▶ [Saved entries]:
PR #4925, opened 2022-12-06
gn: Disable all warnings for generated code

### LINKED ISSUE #4924: Chrome builds are failing on "layers: Modernize generated code"
After commit b4539c542c35d1643bdf73b426fc951ea035b65e, Chrome builds seem to be failing with:

Step _compile (with patch)_ failed. Error logs are shown below:
[2131/24370] CXX obj/third_party/vulkan-deps/vulkan-validation-layers/src/VkLayer_khronos_validation/parameter_validation.o
FAILED: obj/third_party/vulkan-deps/vulkan-validation-layers/src/VkLayer_khronos_validation/parameter_validation.o
../../buildtools/reclient/rewrapper -cfg=../../buildtools/reclient_cfgs/chromium-browser-clang/rewra...(too long)
../../third_party/vulkan-deps/vulkan-validation-layers/src/layers/generated/parameter_validation.cpp:5336:376: error: integer value 3000300003 is outside the valid range of values [0, 2147483647] for this enumeration type [-Wenum-constexpr-conversion]

juan-lunarg:
closes #4924

### DIFF
--- a/BUILD.gn
+++ b/BUILD.gn
@@ -46,14 +46,7 @@ action("vulkan_clean_old_validation_layer_objects") {
 config("generated_layers_config") {
   if (is_clang) {
     cflags = [
-      "-Wno-conversion",
-      "-Wno-deprecated-copy",
-      "-Wno-extra-semi",
-      "-Wno-implicit-fallthrough",
-      "-Wno-missing-field-initializers",
-      "-Wno-newline-eof",
-      "-Wno-sign-compare",
-      "-Wno-unused-const-variable",
+      "-Wno-everything"
     ]
   }
 }


jeremyg-lunarg (approved):
LGTM. Are we doing this permanently or just to unblock the issue reporter?

juan-lunarg:
> LGTM. Are we doing this permanently or just to unblock the issue reporter?

Originally I was going to just change the value of `VK_STRUCTURE_TYPE_INSTANCE_LAYER_SETTINGS_EXT` to be in the valid range described in the issue [0, INT_MAX].

The problem is I have no idea if someone is depending on the existing value of `VK_STRUCTURE_TYPE_INSTANCE_LAYER_SETTINGS_EXT`. 

As far as I can tell VVL is the only one that relies on the value but I'm not sure.

juan-lunarg:
After checking our SDK scripts, conan, chromium build, github, and general googling. I think I'm safe to change the value of VK_STRUCTURE_TYPE_INSTANCE_LAYER_SETTINGS_EXT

▶ [WHAT YOU NEED TO DO]:
Gather each line in the entries above where the string "Chrome" is found.

▶ [RESPONSE AREA]:
### LINKED ISSUE #4924: Chrome builds are failing on "layers: Modernize generated code"
After commit b4539c542c35d1643bdf73b426fc951ea035b65e, Chrome builds seem to be failing with:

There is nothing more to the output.